Il est tout simplement question d’une petite bouche, celle de Cannetella, qui paraît une rose et à qui l’on demande un petit baiser, rien de plus, rien de moins, mais tout est dans la manière, n’est-ce pas?

Dire que le texte a été écrit par le poète et romancier italien Gabriele d’Annunzio n’a qu’un intérêt anecdotique. La musique a été composée par Paolo Tosti à la fin du XIXème siècle. L’homme connaissait son affaire, ayant composé plus de 500 romances et mélodies de salon, que le disquaire de l’époque, si la FNAC avait existé, aurait classées au rayon « Variétés ».

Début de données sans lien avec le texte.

PR #608, opened 2026-07-28
fix(search): sanitize FTS5 operators in buildFtsQuery

heguang-mercy:
## Summary

`buildFtsQuery()` constructs an FTS5 MATCH expression from user-provided text by tokenizing and OR-joining tokens. It does not strip FTS5 special operators (AND, OR, NOT, NEAR) from the input before tokenization, allowing users to alter query semantics.

## Root Cause

In `src/core/store/sqlite.ts`, `buildFtsQuery()` wraps each token in double quotes, which mitigates most injection vectors. However, the lack of explicit sanitization of FTS5 operators before tokenization is a defense-in-depth gap.

## Fix

Strip FTS5 operators (AND, OR, NOT, NEAR) from the raw input string before tokenization, on both the jieba path and the fallback regex path.

### Before


Maxwell-Code07:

Chanson fraîche, chanson de charme, chanson d’amour aux mille interprétations – d’hier ou d’aujourd’hui, chanteurs d’opéra ou cantatrices, ténors ou sopranos, chanteurs de variétés ou guitaristes de rues…

« A  VUCCHELLA »

J’ai choisi, pour mon partage avec vous, deux superbes voix d’hommes (une fois n’est pas coutume), deux ténors italiens, pour ne pas trop nous éloigner du séducteur napolitain, mais quels ténors!

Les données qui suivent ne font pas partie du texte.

PR #1168, opened 2020-02-25
Sanitise users html inputs before rendering

piotrekpasciak:
Monday: 
https://aicrowd.monday.com/boards/363093650/pulses/458027248

Read up:
https://makandracards.com/makandra/2579-everything-you-know-about-html_safe-is-wrong


app/helpers/application_helper.rb
```diff
@@ -39,7 +39,7 @@ def footer_class
   def themed_button(opts = {})
     raise ArgumentError if opts.key?(:link) && opts.key?(:modal)
 
-    title = opts[:title].presence || '&nbsp;'.html_safe
+    title = opts[:title].presence
```
nemaniarjun: there should be fallback to '&nbsp;' ?

app/helpers/devise_helper.rb
```diff
@@ -15,17 +15,16 @@ def devise_error_messages!
...
-      #{messages}
-      <button type="button" class="close" data-dismiss="alert" aria-label="Close">
-        <span aria-hidden="true">&times;</span>
-      </button>
-    </div>
-  </div>
-    HTML
 
-    html.html_safe
+    html =  "<div class='alert alert-warning alert-dismissible fade show' role='alert'>"
```
nemaniarjun: no html_safe for the first line?

app/helpers/application_helper.rb
piotrekpasciak: I guess I can change `presence` method to `to_s`  to achieve it.

app/helpers/devise_helper.rb
piotrekpasciak: This method looks different now.

app/views/dataset_files/_toc_form.html.erb
```diff
@@ -1,27 +0,0 @@
-<br/><br/><br/>
```
skbly7: I don't find refactoring in every PR attractive approach. 

I understand it is tempting to get rid of files that aren't in use/dead code, but that needs to be separate PRs. This causes reviewing the actual/important changes meant via current PR harder.

spec/helpers/sanitization_helper_spec.rb
```diff
@@ -0,0 +1,15 @@
+require 'rails_helper'
```
skbly7: Nice! 💯

app/views/dataset_files/_toc_form.html.erb
piotrekpasciak: I've moved removals to separate PR, but this one is blocked until we merge the new one:
https://github.com/AIcrowd/AIcrowd/pull/1169

piotrekpasciak:
@skbly7 Code removal is no longer part of this PR. Please take a look once again.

J’aime à croire, Mesdames, que si ces deux là avaient donné la sérénade sous vos fenêtres un soir d’été, vous ne leur auriez pas refusé un « vasillo » (un petit baiser napolitain).

Un premier baiser à l’ancienne, légèrement désuet, d’abord, à tout seigneur tout honneur, pour Enrico Caruso, ténor d’anthologie, et pur napolitain .

Le second, pour le regretté, l’enjôleur Luciano Pavarotti, ténor de velours.